Key characteristics:
- Entity type:
"mlModel" - URN format:
urn:li:mlModel:(urn:li:dataPlatform:platform,modelName,FABRIC_TYPE)viaMLModelUrn - ML-specific operations:
- Training metrics:
addTrainingMetric()(patch-based via accumulatedMLModelPropertiesPatchBuilder),setTrainingMetrics()(direct aspect mutation),getTrainingMetrics() - Hyperparameters:
addHyperParam()(patch-based),setHyperParams()(direct),getHyperParams() - Model group:
setModelGroup(),getModelGroup()- links the model to anMLModelGroup - Training jobs:
addTrainingJob(),removeTrainingJob(),getTrainingJobs()- tracks the jobs used to train the model - Downstream jobs:
addDownstreamJob(),removeDownstreamJob(),getDownstreamJobs()- tracks jobs that consume the model - Deployments:
addDeployment(),removeDeployment(),getDeployments()- tracks where the model is deployed
- Training metrics:
- Patch transformation: Includes a static
transformPatchToFullAspect()with optimistic locking viaIf-Version-Matchheaders and full JSON Patch application viaapplyPatchOperations().

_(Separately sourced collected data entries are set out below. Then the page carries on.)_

Issue #1687, opened 2020-03-07
Track progress on strategies


GayathriVenkatesh:
# Description

For every strategy created, it would be nice to have a feature that allows the user to enter whether he has followed it that day.

For example, in the screenshot below, I have created 3 strategies. I feel it would be convenient to have an option to keep track of how many days I have followed them. 

![Screenshot from 2020-03-08 00-23-48](https://user-images.githubusercontent.com/32172764/76151184-23ea9500-60d8-11ea-89ec-1c5aed3b42f5.png)

When the user clicks on a date, it can show the list of all strategies with checkboxes. The user can then check or uncheck each of them.
There could also be a weekly report on how many days the user has achieved the targets.

---

Please assign yourself (via the Assignees dropdown), if you do want to work on this issue. Can't find yourself? You need to [join our organization](https://github.com/ifmeorg/ifme/wiki/Join-Our-Slack).

Check out our [Picking Up Issues](https://github.com/ifmeorg/ifme/wiki/Picking-Up-Issues) guide if you haven't already!

julianguyen:
This is an interesting idea - integrating these Strategies as part of a TODO list. We could generate this TODO list from Strategies that are tagged in Moments (as these types of posts are supposed to reflect a user's current state). 

We would have to think about what kind of statuses we want on a TODO item, e.g.
* In-progress
* Completed
* Cancelled

alekpentchev:
I agree, it's an interesting idea. Maybe we could introduce another tab to the sidemenu would be a nice place for that?
And each strategy could be automatically translated to a TODO where, as stated by you, could check / uncheck them as done.
The strategy list could show on each tab how many days the user has followed it.

julianguyen:
I like that idea @alekpentchev! That way this TODO feature can be easily accessed.

julianguyen:
So something we need to think about is how this progress tracking feature could potentially leverage the "daily reminder email" checkbox we have set up:

![image](https://user-images.githubusercontent.com/3010728/77861277-c7efc980-71c8-11ea-8195-dc6467df40b8.png)

If someone is "finished" a Strategy, do we disable this checkbox?

In order to work on this, @GayathriVenkatesh or @alekpentchev, we should write out a plan for what we're doing with the data.

GayathriVenkatesh:
[...]

PR #1719, opened 2020-04-14
Track Progress on Strategies

GayathriVenkatesh:
## Description 

This PR creates a Task page that renders all your strategies and displays your progress in each one of them. I have added a column 'Mark as Finished' to the strategies table. I have also created a task _strategies:update_ which automatically runs every 24 hours and updates <b>no_of_days_followed</b> for each strategy (based on its 'finished' value) and the **total_no_of_days** (date.today - date of creation).

The page looks like this so far :

aa

Screenshot from 2020-04-19 09-42-10

My initial thought was to also leverage this data to render progress charts and help in easy visualisation of data. Hence, this PR is not complete. If you have any suggestions on what else the page could render and make it more usable, please leave your thoughts in the comments below!

## Corresponding Issue
#1687 

---


nshki:
@GayathriVenkatesh thanks for the PR! Would you mind providing a PR description of the general strategies you used? This is a pretty large PR, so contextual help from you as the author would be very appreciated. :bow:

.rake_tasks~
```diff
@@ -0,0 +1,114 @@
+about
```
julianguyen, line 1: This file should not be checked in 👀

Gemfile
```diff
@@ -51,6 +51,9 @@ gem 'selenium-webdriver', '~> 3.142.3'
 
 gem 'rubyzip', '~> 1.3.0'
 
+gem 'rake', '12.3.3'
```
julianguyen, line 54: We shouldn't need to put `rake` our Gemfile.

app/assets/stylesheets/scaffolds.scss
```diff
@@ -0,0 +1,84 @@
+body {
```
julianguyen, line 1: We shouldn't need to introduce new CSS for this feature. We should be able to leverage existing CSS and components.

app/controllers/strategies_controller.rb
```diff
@@ -82,6 +82,13 @@ def premade
     end
   end
 
+  def create_task(strategy)
+    task = Task.find(strategy.id)
+    task.finished = strategy.finished
```
julianguyen, line 87: We should wrap lines 87-89 in a condition to make sure task exists.

app/controllers/strategies_controller.rb
```diff
@@ -94,12 +101,15 @@ def update
...
     shared_update(@strategy, strategy_params)
+    create_task(@strategy)
   end
 
   # DELETE /strategies/1
   # DELETE /strategies/1.json
   def destroy
     shared_destroy(@strategy)
+    task = Task.find(@strategy.id)
+    task.delete
```
julianguyen, line 112: Will this delete all entries? Would `destroy_all` work better?

app/controllers/tasks_controller.rb
```diff
@@ -0,0 +1,21 @@
+# frozen_string_literal: true
+
+class TasksController < ApplicationController
+  before_action :set_task, only: %i[show]
+
+  def index
+    @tasks = Task.all
+  end
+
+  def show; end
```
julianguyen, line 10: We can get rid of this and exclude this route in `routes.rb`.

app/helpers/todo_items_helper.rb
```diff
@@ -0,0 +1,4 @@
+# frozen_string_literal: true
+
+module TodoItemsHelper
```
julianguyen, line 3: This file can be deleted since it's empty.

app/models/strategy.rb
```diff
@@ -69,4 +68,19 @@ def published?
...
+
+  def update_tasks_table
+    @task = Task.exists?(id) ? Task.find(id) : Task.new(id: id)
+    @task.title = name
+    @task.description = description
+    @task.finished = finished
+    @task.date = updated_at
+    @task.no_of_days_followed = finished ? 1 : 0
+    @task.total_no_of_days = (created_at.to_date - Time.zone.today).to_i + 1
+    @task.save
```
julianguyen, line 84: We should handle errors in the event that save does not work.

app/views/pages/home.html.erb
```diff
@@ -1,4 +1,6 @@
 <% if user_signed_in? && @stories.any? %>
+  <% @page_new = "New Moment" %>
```
julianguyen, line 2: We should be using a translation key here.

app/views/todo_items/_todo_item.html.erb
```diff
@@ -0,0 +1,2 @@
+<p><%= todo_item.content %></p>
+<%= link_to task_todo_item_path(@task, todo_item.id), method: :delete, data: { confirm: "Are you sure?" } %>
```
julianguyen, line 2: We should be using a translation key here.

config/env/development.example.env
```diff
@@ -31,5 +31,5 @@ RAISE_DELIVERY_ERRORS="false"
 
 # Database
 PSQL_HOST=""
-PSQL_USERNAME=""
-PSQL_PASSWORD=""
\ No newline at end of file
+PSQL_USERNAME="pguser"
+PSQL_PASSWORD="1234"
```
julianguyen, line 35: We should not be committing this change.

config/env/test.example.env
```diff
@@ -31,5 +31,5 @@ RAISE_DELIVERY_ERRORS="false"
 
 # Database
 PSQL_HOST=""
-PSQL_USERNAME=""
-PSQL_PASSWORD=""
+PSQL_USERNAME="pguser"
```
julianguyen, line 34: We should not be committing this change.

db/migrate/20200201005117_add_visible_to_strategies.rb
```diff
@@ -1,5 +0,0 @@
-class AddVisibleToStrategies < ActiveRecord::Migration[5.2]
-  def change
-    add_column :strategies, :visible, :boolean, default: true
```
julianguyen, line 3: Why is this being deleted?

db/migrate/20200224201131_create_moment_categories_join_table.rb
```diff
@@ -1,12 +1,12 @@
...
-      t.integer :category_id
+      t.integer :strategy_id
     end
 
-    add_index :moments_categories, [:moment_id, :category_id], unique: true
-    add_foreign_key :moments_categories, :moments
-    add_foreign_key :moments_categories, :categories
+    add_index :moments_strategies, [:moment_id, :strategy_id], unique: true
+    add_foreign_key :moments_strategies, :moments
+    add_foreign_key :moments_strategies, :strategies
```
julianguyen, line 10: You will need to create an entirely new migration to make these changes since we do not rollback migrations in production.

julianguyen: You're getting migration errors in the CircleCI build because of what I pointed out. I recommend reading this [article](https://guides.rubyonrails.org/active_record_migrations.html) about migrations. You'll want to create a new migration for your changes using `rails g migration [etc..]`.

julianguyen: So it looks like actually already have a `moments_strategies` table. I'm not sure why we need to override the migration for `moments_categories` with a table that already exists. Looks like we just want to unstaged and remove this change entirely.

GayathriVenkatesh: That was a totally unintentional commit, sorry about that!

db/migrate/20200201005117_add_visible_to_strategies.rb
julianguyen: Let's not modify this file. I would remove changes to this file from your PR. We shouldn't be modifying previous migration files in any way. This may be responsible for the test migration error in CircleCI.

julianguyen: So you have to remove this change entirely from this pull request. This is still causing the test migration error in CircleCI. There are two ways you can do this: 

1) You should do this by squashing all your commits into one. Doing a soft reset and remove this file and re-commit everything else.

2) Revert the specific commit that made this change

julianguyen:
Hmm try running `bin/rails db:migrate RAILS_ENV=test` in your dev environoment and committing the changes?

julianguyen:
Like a previous comment, I think you should try squashing all these commits into one and deleting the unnecessary file changes and running migrations again.

app/controllers/strategies_controller.rb
```diff
@@ -94,12 +103,14 @@ def update
     end
     empty_array_for :viewers, :category
     shared_update(@strategy, strategy_params)
+    create_task(@strategy)
```
julianguyen, line 106: We should be testing for this new task functionality in the test for update.

app/controllers/strategies_controller.rb
```diff
@@ -94,12 +103,14 @@ def update
...
   end
 
   # DELETE /strategies/1
   # DELETE /strategies/1.json
   def destroy
     shared_destroy(@strategy)
+    Task.where(id: @strategy.id).destroy_all
```
julianguyen, line 113: We should be testing for this new task functionality in the test for destroy.

app/controllers/strategies_controller.rb
```diff
@@ -82,6 +82,15 @@ def premade
     end
   end
 
+  def create_task(strategy)
```
julianguyen, line 85: Let's move this to a helper.

app/controllers/tasks_controller.rb
```diff
@@ -0,0 +1,21 @@
+# frozen_string_literal: true
+
+class TasksController < ApplicationController
```
julianguyen, line 3: We should be testing this controller.

app/controllers/todo_items_controller.rb
```diff
@@ -0,0 +1,19 @@
+# frozen_string_literal: true
+#
+class TodoItemsController < ApplicationController
```
julianguyen, line 3: Same as above.

app/helpers/tasks_helper.rb
```diff
@@ -0,0 +1,23 @@
+# frozen_string_literal: true
+
+module TasksHelper
```
julianguyen, line 3: We should be unit testing this helper.

app/helpers/strategies_helper.rb
```diff
@@ -34,6 +34,7 @@ def strategy_form_inputs(strategy, viewers)
      get_viewers_input(viewers, 'strategy', 'strategies', strategy),
      build_strategy_comment(strategy), build_strategy_publishing(strategy),
      build_strategy_visible(strategy),
+     build_strategy_finished(strategy),
      Rails.env.development? ? build_strategy_bookmarked(strategy) : {},
```
julianguyen, line 38: Looks like we can remove this dev flag from here in this PR.

Gemfile
```diff
@@ -52,6 +52,8 @@ gem 'selenium-webdriver', '~> 3.142.3'
 
 gem 'rubyzip', '~> 1.3.0'
 
+gem 'whenever'
```
julianguyen, line 55: Let's actually move the use of this gem. In production (on Heroku), we have a task scheduler.

config/schedule.rb
```diff
@@ -0,0 +1,26 @@
+# Use this file to easily define all of your cron jobs.
```
julianguyen, line 1: Let's actually move the use of this gem. In production (on Heroku), we have a task scheduler.

db/schema.rb
```diff
@@ -252,6 +253,39 @@
...
+  end
+
+  create_table "todo_lists", force: :cascade do |t|
+    t.date "date"
+    t.boolean "finished"
+    t.datetime "created_at", null: false
+    t.datetime "updated_at", null: false
+  end
+
+  create_table "todolists", force: :cascade do |t|
```
julianguyen, line 282: I'm noticing there is both `todo_lists` and `todolists`. You might have to rollback your migrations to remove the unwanted `todolists`.

spec/controllers/tasks_controller_spec.rb
```diff
@@ -0,0 +1,34 @@
...
+  let(:user) { create(:user) }
+  let(:task) { create(:task) }
+
+  describe '#index' do
+    let(:task) { create(:task, title: 'test') }
+
+    context 'when the user is logged in' do
+      include_context :logged_in_user
+
+      context 'when search params are provided' do
```
julianguyen, line 13: I'm confused why you're testing for search params when there's no search functionality on this page so far.

Manasa2850:
@julianguyen could you help with the circleci build error. It says lines 155 and 171 of `strategies_helper` are causing it. But we haven't changed those lines at all.
Thanks

julianguyen:
@Manasa2850 It looks like you have two tests in the StrategiesHelper spec failing. You'll want to compare the the expected output and actual output to determine what went wrong. Your changes do affect these tests because you are adding `strategy_finished`.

Supports ADD/REMOVE on paths including/description,/externalUrl,/customProperties/{key}, and array appends. - Builder: Requires
platformandname. Environment defaults to"PROD"and must be a validFabricTypevalue. Optionally accepts displayName, description, externalUrl, trainingMetrics, hyperParams, modelGroup, and customProperties.

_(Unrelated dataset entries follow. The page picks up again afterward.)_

Issue #1713, opened 2020-04-01
Recommend resources for users to use in Moments posts


julianguyen:
# Description

Our [Resources](https://www.if-me.org/resources) has a wealth of tagged resources that we can leverage for basic recommendations in the app.

Based on what a user has inputted in their Moments post (including tagged Categories, Moods, and Strategies), we can recommend some resources.

We can display them at the bottom of a post, like how we do for Strategies.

Default aspects fetched: Ownership, GlobalTags, GlossaryTerms, Domains, Status, InstitutionalMemory, MLModelProperties, EditableMLModelProperties.
Usage
Use the MLModel entity to track machine learning models in DataHub with rich ML-specific metadata. It is especially valuable for ML platforms that need to record training metrics, hyperparameters, model versioning (via groups), and deployment information. Construct via its Builder and upsert through EntityClient.upsert(model).
Code Reference
Source Location
- Repository: Datahub_project_Datahub
- File: metadata-integration/java/datahub-client/src/main/java/datahub/client/v2/entity/MLModel.java
Signature
public class MLModel extends Entity
implements HasTags<MLModel>, HasGlossaryTerms<MLModel>, HasOwners<MLModel>,
HasDomains<MLModel>, HasSubTypes<MLModel>, HasStructuredProperties<MLModel> {
// Factory
public static Builder builder();
// Identity
public String getEntityType(); // returns "mlModel"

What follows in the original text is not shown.